DRUNK GUY: "I'm not an alcoholic ... I'm a social drinker. And right now, I'm social as FUCK!!"

Sorry, but that shit cracked me up.


Had a slow night last night and was home about 11:30 when I noticed the new neighbors moving in to Mattie Gee's house next door.

(Yes, Mattie Gee moved away. Got divorced, moved in with a new gal, plans on getting married and is touring Europe with the Spicolis. Did I not mention that?)

I walked up to introduce myself and the husband was just beat. He had been moving in all night with his wife and they still had half a truck full of stuff to move inside. Basically all the big furniture.

Being the weasel I am, I said "Good luck!" and ran inside the house.

C'mon! It was 11:30 at night! Do you REALLY think I'd help the guy move in to his house in the middle of the night after just working for several hours?

I went inside ... changed clothes ... and went to help the guy.

I don't think I've ever seen anyone so appreciative in my life.

I took he and his wife my last two bottles of Gatorade because they both looked like they could use it and basically did all the heavy work for the rest of their stuff.

We finished at 1 a.m. with everyone purely exhausted.

The wife gave me a hug and thanked me and said I was the sweetest neighbor she had ever had.

I told her to just wait when I start yelling at her to keep her damned kids out of my flowerbed.

So I got to bed a few hours late and am pretty sore today.

That's okay.

It's not like I had anything to do today anyway.

I mean ... I was going to mow the yard but ....


My neighbor broke my lawn mower.

Just broke it. Broke the fuck out of it if I may be so bold.

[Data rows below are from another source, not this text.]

PR #715, opened 2024-11-08
Fix missing key mappings and warning from DeviceRenameDialog

p-malecki:
This PR resolves an issue where missing mappings for `ArrowUp`, `ArrowDown`, and `IntlBackslash` in `keyboardEventToHID` led to null values being sent to the sim-server and following error message:

```
[ERROR simulator_server] Error when handling input command: Error parsing positional argument 'code' with value 'null': invalid digit found in string)
```

The second issue fixed was a warning in `DeviceRenameDialog` about an input element having both `value` and `defaultValue` props, which led to another warning.

### How Has This Been Tested:
- Tested by pressing all MacBook keyboard keys to prevent sim-server errors.
- Opened DeviceRenameDialog and verified that no warning messages appear.


maciekstosio (approved):
I would consider throwing a warning in the Radon IDE output instead of passing null to sim-server. But other than that looks ok.

PR #349, opened 2021-09-17
Restore node 10 as base supported engine

### LINKED ISSUE #348: npm engine requirement isn't taken into account at install time
In #323, we bumped the minimum node version, in part because I had [assumed](https://github.com/jupyterhub/configurable-http-proxy/pull/323#issuecomment-855644227) npm's node engine resolution worked like pip's (find the latest version we can run), but it doesn't. Instead, it [just warns that it won't work](https://www.stefanjudis.com/today-i-learned/prevent-npm-install-for-not-supported-node-js-versions/). It appears the best we can hope for is turning that warning into an error by adding strict engine checks, it cannot be considered an input to the installation request (which seems wild to me!).

Since the *latest* Ubuntu LTS (20.04) is still on node 10, I think we should bump minimum node back down to 10, which means dropping commander back to 7.x.

At the very least, in the future we should consider bumping the engine a major revision (which @consideRatio originally proposed, but I recommended against due to this misunderstanding), to make it easier to communicate the boundaries.

minrk:
reverts commander to 7.x

closes #348  which has more info: bumping the minimum engine is a high-impact change, and our needs are not high. Since our primary target is JupyterHub deployments and not node developers, our target baseline should be widely available without resorting to nodesource. To me, that means at the very least, the version in the most recent Ubuntu LTS should be supported, and that's node 10 in ubuntu 20.04 at the moment.

### DIFF
--- a/.github/workflows/test.yml
+++ b/.github/workflows/test.yml
@@ -60,11 +60,13 @@ jobs:
     strategy:
       fail-fast: false # Do not cancel all jobs if one fails
       matrix:
-        # IMPORTANT: Make sure to update package.json's enginges.node field to
+        # IMPORTANT: Make sure to update package.json's engines.node field to
         #            always require at least the oldest version, as well as our
         #            README.md file under the install section.
         node_version:
-          - "12" # Remove 2022-04-30, its end-of-life.
+          # Removing node 10 is dropping support for ubuntu 20.04 LTS
+          - "10"
+          - "12"
           - "14"
           - "15" # Remove about when 17 is available?
           - "16"
--- a/README.md
+++ b/README.md
@@ -34,7 +34,7 @@ functionality to [JupyterHub] deployments.
 
 ## Install
 
-Prerequisite: [Node.js](https://nodejs.org/en/download/) ≥ 12
+Prerequisite: [Node.js](https://nodejs.org/en/download/) ≥ 10
 
 If you're installing `configurable-http-proxy` in Linux, you can follow [the instruction of nodesource](https://github.com/nodesource/distributions#installation-instructions) to install arbitrary version of Node.js.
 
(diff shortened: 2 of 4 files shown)


meeseeksmachine:
This pull request has been mentioned on **Jupyter Community Forum**. There might be relevant details there:

https://discourse.jupyter.org/t/installing-jupyterhub-on-ubuntu-20-04-server/10808/3

consideRatio:
Yikes, I'm a bit hesitant on this because I know of intermittent failures in our CI workflows showing up specifically for node 10, and that I worry that we invite for additional maintenance of a hard to debug problem.

I think we should support running jupyterhub on ubuntu 20.04, but out of the box without installing a node that isn't already end of life? Hmmm...

Have you also seen the intermittent failures in our CI system related to node 10? I didn't investigate them more in detail as I knew it was to be dropped before.

minrk:
node's "LTS" is not very "L" at all (2.5 years) which is barely the window between LTS releases. We don't require any recent node features, so I don't think we should be aggressive about dropping support for versions that work.

If node had better support for dropping old engine versions, I'd support tracking node LTS instead, but since all they have now is a completely unhelpful warning with no obvious action to take, and for our users, CHP is often the only node package they ever install, I think we should prioritize compatibility for users in realistic environments.

This is doubly frustrating now, because everything actually works fine with node 10, so the warning is purely a source of confusion and CHP works just fine on node 10, and the 'right' course of action for a user with node 10 is to just ignore the warning that CHP claims it is not compatible with node 10.

Flaky tests are frustrating, but if investigating the flakiness is not worth the necessary time, I think re-running flaky tests is preferable to dropping support for the latest widely available node version in our primary target distro.

consideRatio:
Thanks for providing some additional background for this decision! Let's go for it!

My worry isn't the test failure itself as much as I'm worried about always thinking that anyone reporting a bug could use node 10 and that the failure was a runtime failure that was related to the flakey test.

PR #369, opened 2022-02-02
fix custom-header

### LINKED ISSUE #368: `--custom-header` option doesn't work with only one header
Hi ! Thank you for jupyterhub 🙏 ❤️ !
I've been stumbling on a bug with this proxy. Probably introduced with #223 

### Bug description

The `--custom-header` flag doesn't work in version v4.5.0.
Running 
```shell
Proxy cmd: ['configurable-http-proxy', '--custom-header', 'testcustomheader:mytestcustomheader', '--log-level', 'debug', '--ip', '0.0.0.0', '--port', '8000', '--api-ip', '127.0.0.1', '--api-port', '8001', '--error-target', 'http://127.0.0.1:8081/hub/error']
```
Doesn't add the `testcustomheader:mytestcustomheader` header to proxified requests.

#### Expected behaviour
The headers contain the custom header set with the command-line option.

#### Actual behaviour
The headers don't contain the additional header. More over the parsed args are wrong:
```shell
Args: {
  apiIp: '127.0.0.1',
  xForward: true,
  prependPath: true,
  includePrefix: true,
  customHeader: undefined,
  metricsIp: '',
  logLevel: 'debug',
  ip: '0.0.0.0',
  port: 8000,
  apiPort: 8001,
  errorTarget: 'http://127.0.0.1:8081/hub/error'
}
```
notice the **undefined** for the `customHeader` option.

### How to reproduce
I've stumbled on this bug while using jupyterhub, so the setup is quite intricate and I don't have an easily reproducible setup at hand.
I can work on it though if needed.

### Your personal set up
I'm using `configurable-http-proxy` with jupyterhub with a non configurable reverse-proxy in front. So I can't setup the `X-Forwarded` as recommended by the docs. So I was trying to enforce them directly in `configurable-http-proxy` using the `--custom-header` flag.

 - OS: docker debian bullseye
 - Version(s): jupyterhub 2.0.2

- <details><summary>Configuration</summary>

```python
# jupyterhub_config.py
import sys
c.Application.log_level = 'DEBUG'
c.JupyterHub.authenticate_prometheus = False
c.JupyterHub.bind_url = 'http://0.0.0.0:8000'
c.JupyterHub.load_roles = [
    {
        "name": "jupyterhub-idle-culler-role",
        "scopes": [
            "list:users",
            "read:users:activity",
            "read:servers",
            "delete:servers",
            # "admin:users", # if using --cull-users
        ],
        # assignment of role's permissions to:
        "services": ["jupyterhub-idle-culler-service"],
    }
]
c.ConfigurableHTTPProxy.command = [
    'configurable-http-proxy',
    '--custom-header',
    'testcustomheader:mytestcustomheader',
    '--log-level', 'debug',
]
c.JupyterHub.services = [
    {
        "name": "jupyterhub-idle-culler-service",
        "command": [
            sys.executable,
            "-m", "jupyterhub_idle_culler",
            "--timeout=3600",
        ],
        # "admin": True,
    }
]
c.Spawner.debug = True
```
</details>

### Proposed fix

After some fidling, it appears the [collectHeadersIntoObject](https://github.com/jupyterhub/configurable-http-proxy/blob/main/bin/configurable-http-proxy#L110) is missing a return statement (and also calls an undefined log function in case of error).
Adding it fixes the issue.

```javascript
function collectHeadersIntoObject(value, previous) {
  var headerParts = value.split(":").map((p) => p.trim());
  if (headerParts.length != 2) {
    console.error("A single colon was expected in custom header: " + value);
    process.exit(1);
  }
  previous[headerParts[0]] = headerParts[1];
  return previous;
}
```

I'm willing to submit a PR if you are accepting them.

minrk:
collector must return the result

The test was passing because the update-in-place way we implemented the collector apparently works if you have _more than one_ header, but not if you have only one. I don't know if that's a bug upstream or not, but the right thing to do is to return after each collection.

Additional improvements:

- allow colons in header values (split only on first, since colons are quite sensible in header values, e.g. host:port)
- log and exit when proxy cli fails to start in tests

closes #368

### DIFF
--- a/bin/configurable-http-proxy
+++ b/bin/configurable-http-proxy
@@ -111,7 +111,7 @@ function collectHeadersIntoObject(value, previous) {
   value = value.trim();
   var colon = value.indexOf(":");
   if (colon <= 0) {
-    log.error("A colon was expected in custom header: " + value);
+    console.error("A colon was expected in custom header: " + value);
     process.exit(1);
   }
   var headerName = value.slice(0, colon).trim();
--- a/bin/configurable-http-proxy
+++ b/bin/configurable-http-proxy
@@ -108,12 +108,17 @@ cli
 // collects multiple flags to an object
 // --custom-header "k1:v1" --custom-header " k2 : v2 " --> {"k1":"v1","k2":"v2"}
 function collectHeadersIntoObject(value, previous) {
-  var headerParts = value.split(":").map((p) => p.trim());
-  if (headerParts.length != 2) {
-    log.error("A single colon was expected in custom header: " + value);
+  value = value.trim();
+  var colon = value.indexOf(":");
+  if (colon <= 0) {
+    log.error("A colon was expected in custom header: " + value);
     process.exit(1);
   }
-  previous[headerParts[0]] = headerParts[1];
+  var headerName = value.slice(0, colon).trim();
+  var headerValue = value.slice(colon + 1).trim();
+
+  previous[headerName] = headerValue;
+  return previous;
 }
 
 cli.parse(process.argv);
--- a/test/cli_spec.js
+++ b/test/cli_spec.js
@@ -16,6 +16,17 @@ function executeCLI(execCmd = "bin/configurable-http-proxy", args = []) {
   //cliProcess.stdout.pipe(process.stdout);
   const cliReady = new Promise((resolve, reject) => {
     var promiseResolved = false;
+    cliProcess.stderr.on("data", (data) => {
+      console.log(data.toString());
+    });
+    cliProcess.on("exit", (code) => {
+      if (!promiseResolved) {
+        console.log(
+          "process configurable-http-proxy " + args.join(" ") + "exited with code: " + code
+        );
+        reject();
+      }
+    });
     cliProcess.stdout.on("data", (data) => {
       if (data.includes("Route added /")) {
         defaultRouteAdded = true;
@@ -229,7 +240,7 @@ describe("CLI Tests", function () {
       "--custom-header",
       "k1: v1",
       "--custom-header",
-      " k2 : v2 v2 ",
+      " k2 : host:123 ",
     ];
     executeCLI(execCmd, args).then((cliProcess) => {
       childProcess = cliProcess;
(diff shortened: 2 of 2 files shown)


bin/configurable-http-proxy
```diff
@@ -108,12 +108,17 @@ cli
 // collects multiple flags to an object
 // --custom-header "k1:v1" --custom-header " k2 : v2 " --> {"k1":"v1","k2":"v2"}
 function collectHeadersIntoObject(value, previous) {
-  var headerParts = value.split(":").map((p) => p.trim());
-  if (headerParts.length != 2) {
-    log.error("A single colon was expected in custom header: " + value);
+  value = value.trim();
+  var colon = value.indexOf(":");
+  if (colon <= 0) {
+    log.error("A colon was expected in custom header: " + value);
```
Timost, line 114: I think calling `log` here isn't valid. I got crashes when fidling with this part of the code to make it log using `log`.

test/cli_spec.js
```diff
@@ -229,7 +240,7 @@ describe("CLI Tests", function () {
       "--custom-header",
       "k1: v1",
       "--custom-header",
-      " k2 : v2 v2 ",
+      " k2 : host:123 ",
```
Timost, line 243: Maybe adding a test with an invalid header (eg `--custom-header badheader`) would be worthwile ? I think the current error logging in `collectHeadersIntoObject` crashes.

Timost (commented):
Thank you for these changes ! 🙏 🙏 

Just a small doubt around the `log.error` call in `collectHeadersIntoObject`

bin/configurable-http-proxy
minrk: Good catch! Fixed and test added.

consideRatio (approved):
Wieee nice work @minrk and thank you @Timost for helping out with the review effort :tada: :rocket: :heart:!! This LGTM, great review points @Timost!

If this looks good to @Timost, let's merge!

Timost:
LGTM ! Thank you for doing all the work ! 🙏

PR #416, opened 2022-08-18
Updated alpine base image to 3.16

Christian-Nunnally:
The Alpine 3.15 image has security vulnerabilities according to the XRAY scanning tool. This PR updates the base image to 3.16 so that projects that depend on the configurable http proxy contain all the latest security updates.


consideRatio:
Thank you @Christian-Nunnally!

PR #430, opened 2022-09-08
Refine Dockerfile's labels and patch known vulnerabilities

consideRatio:


Dockerfile
```diff
@@ -1,10 +1,18 @@
 FROM node:lts-alpine3.16
 # ref: https://hub.docker.com/_/node?tab=tags&name=lts-alpine
 
-LABEL maintainer="Jupyter Project <jupyter@googlegroups.com>"
```
consideRatio, line 4: The maintainer label was deprecated I recall

manics: I thought it was the `MAINTAINER` directive that was deprecated, not the label.

consideRatio: Yeah I recall that also the label was a deprecated practice. I've added the `org.opencontainers.image.authors` label now.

He's a super nice guy. He's a minister (like myself) but he's a real minister with a church and everything whereas I'm just a dipshit running around calling myself the Right Reverend Bob as a gimmick for my job.

Anyway, he didn't have the foresight to build a garage onto his house and his plans to build a shed in the backyard are currently on hold.

His yard was looking pretty nappy yesterday so I said "Yo Rev ... if you ever need to borrow my lawn mower, just come get it."

He came and got it.

He broke the pull cord ... the thing you yank to start it.

And he broke the handle thing so that you can't maneuver the lawn mower at all.

He was very apologetic and said that he would replace both parts of the lawnmower, but first ... he and the family are going to the beach until late Saturday night.

Oh joy.

Leaving me with high grass and no lawn mower.

So now I've got to borrow another neighbor's lawn mower to cut my yard.

And my neighbors work during the day while I work at night so there's conflicting schedules when it comes to borrowing lawn mowers.

So while I could sit here and bitch about the minister who broke my lawn mower, I think I'm going to do something about it instead.

It's time to do a Google Search for "How To Unordain a Minister Who Breaks Your Lawn Mower".